Got a call to rescue a small swarm today but the swarm has been clustered in the tree long enough to build 5 combs about the size of a bread and butter plate each. I've cut the branch off and it's currently sitting in the middle of an 8 frame box with 2 frames either side of it. How should I proceed from here to get the girls onto frames? Do I just sacrifice the small amount of brood and stores to date by shaking them onto the frames and treat it as a swarm? Or do I try and save the combs somehow?

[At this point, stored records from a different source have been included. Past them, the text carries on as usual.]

PR #29, opened 2018-09-24
BCDA-256 Feature: Unit test for db connections

tbellj:
Fixes [BCDA-256](https://jira.cms.gov/browse/BCDA-256)

Problem:
Created unit test for our database connectivity. Previously there were none.

Proposed changes:
Added a test suite to connection_test.go (bcda/database/connection_test.go)

Security Implications:
None.

Acceptance Validation:
I wasn't able to fully get the unit test coverage to 100% due to the inability to properly test log statements. Not sure how to do that other than writing unit test for our logger itself which seems kinda excessive.
Take a look at this screenshot:
screen shot 2018-09-24 at 9 12 04 am

Feedback Requested:
Any feedback. How can we get our test coverage to 100% with this problem? It's not just this test but for all of our test.

### DIFF
--- a/bcda/database/connection.go
+++ b/bcda/database/connection.go
@@ -4,26 +4,30 @@ import (
 	"database/sql"
 	"log"
 	"os"
-
 	"github.com/jinzhu/gorm"
-	_ "github.com/jinzhu/gorm/dialects/postgres"
-	_ "github.com/lib/pq"
+        _ "github.com/jinzhu/gorm/dialects/postgres"
+        _ "github.com/lib/pq"
 )
+
+// Variable substitution to support testing.
+var logFatal = log.Fatal
 
 func GetDbConnection() *sql.DB {
 	databaseURL := os.Getenv("DATABASE_URL")
-	db, err := sql.Open("postgres", databaseURL)
-	if err != nil {
-		log.Fatal(err)
+	db, _ := sql.Open("postgres", databaseURL)
+	pingErr := db.Ping()
+	if pingErr != nil {
+		logFatal(pingErr)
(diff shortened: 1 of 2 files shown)


msnook:
Please see my latest commit: https://github.com/CMSgov/bcda-app/pull/29/commits/94d4f1f13e92172971a0e6032a5d0b40d919cc2d

This addresses a few concerns:

1) According to Go SQL doc, Open() will only return an error if there is a problem with the driver.  I have updated our error handling to react on the results of Ping() rather than Open().  https://golang.org/pkg/database/sql/#Open

2) Added variable substitution so that we can mock out log.Fatal()

3) Resetting the `DATABASE_URL` environment variable (a few times) so that we can properly test positive and negative test scenarios.

4) Code coverage is now 100% (see attached screenshot).
screen shot 2018-09-25 at 7 13 06 pm

5) I've written the following story as a follow-up so that we can update the system code to incorporate custom (and consistent) logging, which might allow us to mock the interface within the test code instead of using variable substitution. https://jira.cms.gov/browse/BCDA-335

bcda/database/connection.go
```diff
@@ -4,26 +4,30 @@ import (
 	"database/sql"
 	"log"
 	"os"
-
 	"github.com/jinzhu/gorm"
-	_ "github.com/jinzhu/gorm/dialects/postgres"
-	_ "github.com/lib/pq"
+        _ "github.com/jinzhu/gorm/dialects/postgres"
```
rnagle: Please run `go fmt` against `connection.go` and `connection_test.go`.

PR #32, opened 2018-09-26
bcda-220 feature:Add Swager Documentation 

knollfear:
Fixes [BCDA-220](https://jira.cms.gov/browse/BCDA-220)

Adds Swagger documentation to the project.  Existing routes are documented and documentation is served up by the app when it is running.
### Proposed changes:
Implement swagger code comments
Serve code comments up from the app when it is running

### Change Details
added swagger
included doc gen to build/run process
serve swagger docs 

### Security Implications

PII should be unaffected as this is just documentation

### Acceptance Validation

Ensure docs exist when app is running at localhost:3000/api/v1/swagger

### Feedback Requested

Any comments on the specific words are welcomed.  You are also welcome to just change them as you see fit.


Dockerfiles/Dockerfile.documentation
```diff
@@ -0,0 +1,11 @@
+FROM golang:1.10.3
+
+RUN curl https://raw.githubusercontent.com/golang/dep/master/install.sh | sh
```
msnook: Replace with: `go get -u github.com/golang/dep/cmd/dep`

bcda/swaggerui/swagger.json
```diff
@@ -0,0 +1,300 @@
+{
```
msnook: Do we really want to commit this to the repo?  I was thinking the documentation would be generated dynamically?

Dockerfiles/Dockerfile.documentation
knollfear: all other docker files install dep in this manner.  Should I refactor all of them?

msnook: Yeah, if its not too much of a lift.  The ops files use the `go get` approach.

bcda/swaggerui/swagger.json
knollfear: It is generated dynamically.  It will be created fresh on docker-compose up. I included it in case anyone wanted to look at it offline or locally.  I can add to .gitignore if you think that would be better.

knollfear:
Why exactly are the curl statements removed in favor of go get?

My guess is if someone at dep changed the installdep.sh to do rm -rf * instead of actually install dep we would be in a really bad spot.

tbellj:
alrighty then I can see your reasoning. I thought at one point @msnook  and I tried that approach and ran into some issues but if it works it works.

PR #38, opened 2018-10-02
BCDA-292 Feature: Added fhir spec error responses

tbellj:
Fixes [BCDA-292](https://jira.cms.gov/browse/BCDA-292)

**Problem:**
The FHIR spec requires error responses to be formatted a certain way (as an operation outcome response). Previously we weren't meeting that spec requirement.

**Proposed changes:**
bcda/api.go
bcda/middleware.go
bcda/auth/middleware.go
All files above now include a call to create an operation outcome and write out the response via http.ResponseWriter.

All files below are new.
bcda/responseutils/issuedetails.go - const values that we use for describing the details of the error. This is where we will control how much information we want out there (No data leak). And this gives us a repeatable set of errors to use throughout our application.
bcda/responseutils/issueseverity.go - const values that mirror the required value set of an operation outcome IssueSeverity.
bcda/responseutils/issuetype.go - const values that mirror the required value set of an operation outcome IssueType.
bcda/responseutils/writer.go - functions for creating/writing an operation outcome

**Security Implications:**
No security concerns. Would like reviewers to take a look at the issue details and see if that's enough information for diagnosing an issue without causing a data leak.

**Feedback Requested:**
Any


bcda/api.go
```diff
@@ -200,7 +210,7 @@ func jobStatus(w http.ResponseWriter, r *http.Request) {
 		w.Header().Set("X-Progress", job.Status)
 		w.WriteHeader(http.StatusAccepted)
 	case "Failed":
-		writeError(fhirmodels.OperationOutcome{}, w)
+		responseutils.WriteError(&fhirmodels.OperationOutcome{}, w, http.StatusOK)
```
embh: Should this be OK or an error code? Based on https://github.com/smart-on-fhir/fhir-bulk-data-docs/blob/master/export.md#response---error-status-1 it seems like an error response would be correct (different from Completed but with some errors which is 200)

bcda/auth/middleware.go
```diff
@@ -94,7 +99,8 @@ func RequireTokenACOMatch(next http.Handler) http.Handler {
 			if uuid.Equal(uuid.Parse(aco), uuid.Parse(string(urlUUID))) {
 				next.ServeHTTP(w, r)
 			} else {
-				http.Error(w, http.StatusText(http.StatusNotFound), http.StatusNotFound)
+				oo := responseutils.CreateOpOutcome(responseutils.Error, responseutils.Exception, "", responseutils.TokenErr)
+				responseutils.WriteError(oo, w, http.StatusUnauthorized)
```
embh: It's true that the user is unauthorized, but I'd lean toward keeping this as a 404. My concern is that a request from someone with the wrong credentials would show that the file does exist by giving a 401 rather than a 404. (Like how S3 handles it, if I remember correctly.) @rnagle or @msnook, what do you think?

bcda/api.go
tbellj: Yeah I thought about this for a while. Here's my reasoning, the response for the job status itself is still a successful response, we're just returning a "failed status" for that particular job. So should this really be an error response for the polling itself? They also don't mention anything about a "fail/failure" on the bulk data status page but mix in language of "in-progress, complete, and error" which in my opinion causes this type of confusion. If an actual error happens then that will be an operation outcome (before the switch case) and if a "job failed" happens then we will have to write out the operation outcome to file(s) and list them in the response.error array while still capturing the successful jobs.

tbellj: So basically an overall job can still succeed while failing on some of the file downloads. If we actually wrote out an error response then our users would have no way of accessing the "successful" files from the output array of a complete status, and we'll essentially be throwing away all of the good files if one doesn't make it through. 1 job can be x number of files to be downloaded. Does this make sense?

tbellj: good catch, will change this. My thinking was off

bcda/api.go
```diff
@@ -182,14 +190,16 @@ func jobStatus(w http.ResponseWriter, r *http.Request) {
...
+		responseutils.WriteError(oo, w, http.StatusBadRequest)
 		return
 	}
 	var job models.Job
 	err = db.First(&job, i).Error
 	if err != nil {
 		log.Print(err)
-		http.Error(w, http.StatusText(404), 404)
+		oo := responseutils.CreateOpOutcome(responseutils.Error, responseutils.Exception, "", responseutils.DbErr)
+		responseutils.WriteError(oo, w, http.StatusInternalServerError)
```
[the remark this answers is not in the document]
tbellj: Interesting. So I've always thought about 404 being like a missing web page due to a bad url link or something. But maybe it can also represent a missing job in our database?? Not opposed to changing this

bcda/auth/middleware.go
tbellj: I agree with this, 404 is safer

msnook: Agree.  I think we should keep this as 404.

In case you haven't guessed I'm new to this.

Thanks,
B


----------



## AmericasBeekeeper (Jan 24, 2010)

You could just shake the bees in. They will have a better start if you cut the combs off the branch and wire them into frames with wire, string, or rubber bands.


----------



## bernsad (Aug 15, 2011)

Thanks americasbeekeeper, I'd just about come to that conclusion myself.


----------



## hunter1 (May 22, 2010)

Bernsad,
A trick in moving brood to frames: 
I was told to put it in upside down, after the eggs hatch, the queen will not lay in them, forces her to move her brood to cells that are proper.


----------



## bernsad (Aug 15, 2011)

Upside down, interesting. How does that affect the developement of the brood? 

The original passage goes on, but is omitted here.